=== Begin Enclosure ===

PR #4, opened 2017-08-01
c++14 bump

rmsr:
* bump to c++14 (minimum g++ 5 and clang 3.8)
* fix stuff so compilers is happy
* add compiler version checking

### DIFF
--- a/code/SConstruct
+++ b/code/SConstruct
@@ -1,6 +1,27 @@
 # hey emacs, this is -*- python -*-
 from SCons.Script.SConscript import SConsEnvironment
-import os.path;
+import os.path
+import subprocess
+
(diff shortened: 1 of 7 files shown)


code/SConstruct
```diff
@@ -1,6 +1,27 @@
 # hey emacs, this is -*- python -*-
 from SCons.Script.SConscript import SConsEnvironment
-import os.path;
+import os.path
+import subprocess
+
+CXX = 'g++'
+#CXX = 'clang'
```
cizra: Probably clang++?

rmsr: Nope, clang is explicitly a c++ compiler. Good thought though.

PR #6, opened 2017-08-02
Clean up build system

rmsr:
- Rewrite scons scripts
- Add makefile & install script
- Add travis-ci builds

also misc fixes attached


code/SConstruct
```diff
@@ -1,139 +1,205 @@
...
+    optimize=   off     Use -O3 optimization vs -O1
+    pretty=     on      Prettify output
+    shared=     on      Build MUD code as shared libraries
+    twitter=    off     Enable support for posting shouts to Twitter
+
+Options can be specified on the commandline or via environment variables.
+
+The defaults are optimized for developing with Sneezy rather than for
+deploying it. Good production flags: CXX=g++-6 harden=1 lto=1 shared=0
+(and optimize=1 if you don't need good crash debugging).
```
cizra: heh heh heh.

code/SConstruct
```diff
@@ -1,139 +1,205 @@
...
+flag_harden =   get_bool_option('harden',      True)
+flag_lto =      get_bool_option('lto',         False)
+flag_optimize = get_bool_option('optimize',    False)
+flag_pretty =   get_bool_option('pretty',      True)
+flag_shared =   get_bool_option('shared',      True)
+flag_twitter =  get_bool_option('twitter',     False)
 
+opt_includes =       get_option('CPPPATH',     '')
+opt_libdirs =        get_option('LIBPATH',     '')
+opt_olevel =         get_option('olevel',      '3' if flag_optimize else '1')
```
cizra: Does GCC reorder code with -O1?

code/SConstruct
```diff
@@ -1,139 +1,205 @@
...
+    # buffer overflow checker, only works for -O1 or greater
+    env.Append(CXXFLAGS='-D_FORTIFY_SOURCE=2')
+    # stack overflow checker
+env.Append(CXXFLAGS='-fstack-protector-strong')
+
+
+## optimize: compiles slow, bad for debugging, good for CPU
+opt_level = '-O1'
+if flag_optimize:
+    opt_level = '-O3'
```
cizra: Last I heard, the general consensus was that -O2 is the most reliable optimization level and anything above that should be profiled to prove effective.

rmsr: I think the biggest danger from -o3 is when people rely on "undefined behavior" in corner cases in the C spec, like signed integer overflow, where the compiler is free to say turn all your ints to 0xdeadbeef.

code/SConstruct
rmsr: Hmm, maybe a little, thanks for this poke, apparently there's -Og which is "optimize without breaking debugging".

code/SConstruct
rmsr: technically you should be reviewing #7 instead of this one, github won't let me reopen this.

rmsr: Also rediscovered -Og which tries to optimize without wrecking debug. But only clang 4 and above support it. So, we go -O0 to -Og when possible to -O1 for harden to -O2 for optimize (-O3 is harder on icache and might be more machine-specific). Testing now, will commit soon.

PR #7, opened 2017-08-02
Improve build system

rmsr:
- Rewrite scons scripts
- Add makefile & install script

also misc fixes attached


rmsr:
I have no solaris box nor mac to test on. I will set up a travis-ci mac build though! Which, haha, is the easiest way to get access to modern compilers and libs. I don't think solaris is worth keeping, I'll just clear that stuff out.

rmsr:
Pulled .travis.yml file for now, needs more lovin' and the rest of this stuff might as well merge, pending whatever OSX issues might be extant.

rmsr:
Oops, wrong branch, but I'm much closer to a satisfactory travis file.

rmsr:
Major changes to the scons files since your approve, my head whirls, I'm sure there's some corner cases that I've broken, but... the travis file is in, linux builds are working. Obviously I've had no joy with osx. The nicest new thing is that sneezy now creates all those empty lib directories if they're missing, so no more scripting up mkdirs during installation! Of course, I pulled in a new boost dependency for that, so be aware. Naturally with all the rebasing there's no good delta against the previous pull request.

=== End Enclosure ===
=== Begin Enclosure ===

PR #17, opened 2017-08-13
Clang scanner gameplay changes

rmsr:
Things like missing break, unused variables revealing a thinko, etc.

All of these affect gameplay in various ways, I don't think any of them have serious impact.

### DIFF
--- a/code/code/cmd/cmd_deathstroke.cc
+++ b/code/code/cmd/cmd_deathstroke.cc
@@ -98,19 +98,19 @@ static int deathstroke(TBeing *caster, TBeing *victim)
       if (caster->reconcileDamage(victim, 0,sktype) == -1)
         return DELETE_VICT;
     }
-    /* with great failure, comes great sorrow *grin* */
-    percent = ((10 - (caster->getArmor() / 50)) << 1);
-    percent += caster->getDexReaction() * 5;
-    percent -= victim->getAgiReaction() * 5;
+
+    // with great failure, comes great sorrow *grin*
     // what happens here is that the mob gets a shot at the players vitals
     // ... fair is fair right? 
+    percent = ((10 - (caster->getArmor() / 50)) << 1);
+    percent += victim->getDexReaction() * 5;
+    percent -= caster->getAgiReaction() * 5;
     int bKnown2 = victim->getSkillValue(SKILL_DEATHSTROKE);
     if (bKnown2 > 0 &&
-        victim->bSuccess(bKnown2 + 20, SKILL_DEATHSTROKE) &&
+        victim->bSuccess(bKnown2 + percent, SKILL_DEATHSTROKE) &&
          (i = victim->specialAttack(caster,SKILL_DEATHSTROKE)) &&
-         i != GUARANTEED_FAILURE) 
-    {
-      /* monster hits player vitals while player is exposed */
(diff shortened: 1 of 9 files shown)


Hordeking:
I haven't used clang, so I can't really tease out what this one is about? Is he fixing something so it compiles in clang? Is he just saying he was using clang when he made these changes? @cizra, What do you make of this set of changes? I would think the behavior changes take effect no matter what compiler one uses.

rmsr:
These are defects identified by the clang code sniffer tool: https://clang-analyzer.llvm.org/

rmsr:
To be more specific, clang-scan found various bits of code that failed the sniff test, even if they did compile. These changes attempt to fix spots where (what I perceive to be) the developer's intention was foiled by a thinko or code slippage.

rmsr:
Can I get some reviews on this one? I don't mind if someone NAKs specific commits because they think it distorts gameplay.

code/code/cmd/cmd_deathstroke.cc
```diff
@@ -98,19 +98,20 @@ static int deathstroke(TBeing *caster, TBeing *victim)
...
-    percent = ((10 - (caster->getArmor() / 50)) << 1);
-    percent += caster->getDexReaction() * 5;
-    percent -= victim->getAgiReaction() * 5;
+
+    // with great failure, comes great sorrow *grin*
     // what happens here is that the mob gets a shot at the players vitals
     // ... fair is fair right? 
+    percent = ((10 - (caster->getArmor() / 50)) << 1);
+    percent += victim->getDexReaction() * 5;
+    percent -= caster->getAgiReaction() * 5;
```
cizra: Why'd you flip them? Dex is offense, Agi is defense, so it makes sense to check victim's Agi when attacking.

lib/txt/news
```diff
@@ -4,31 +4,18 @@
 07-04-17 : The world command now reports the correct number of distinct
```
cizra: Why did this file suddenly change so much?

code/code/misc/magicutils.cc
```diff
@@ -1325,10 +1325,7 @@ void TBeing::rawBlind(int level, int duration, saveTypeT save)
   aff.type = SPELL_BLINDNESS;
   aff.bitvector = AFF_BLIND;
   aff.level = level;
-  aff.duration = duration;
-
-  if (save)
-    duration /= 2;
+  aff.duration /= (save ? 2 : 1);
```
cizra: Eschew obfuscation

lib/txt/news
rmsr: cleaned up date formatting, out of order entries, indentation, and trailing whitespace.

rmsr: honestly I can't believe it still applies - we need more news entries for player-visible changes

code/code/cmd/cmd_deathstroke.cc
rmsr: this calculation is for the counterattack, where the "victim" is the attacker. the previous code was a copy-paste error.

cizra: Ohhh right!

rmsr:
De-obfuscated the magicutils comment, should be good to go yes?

=== End Enclosure ===

_Exercise description_
Every line above that contains the word "only" should be reported.

_Result of the task_
+    # buffer overflow checker, only works for -O1 or greater
rmsr: Also rediscovered -Og which tries to optimize without wrecking debug. But only clang 4 and above support it. So, we go -O0 to -Og when possible to -O1 for harden to -O2 for optimize (-O3 is harder on icache and might be more machine-specific). Testing now, will commit soon.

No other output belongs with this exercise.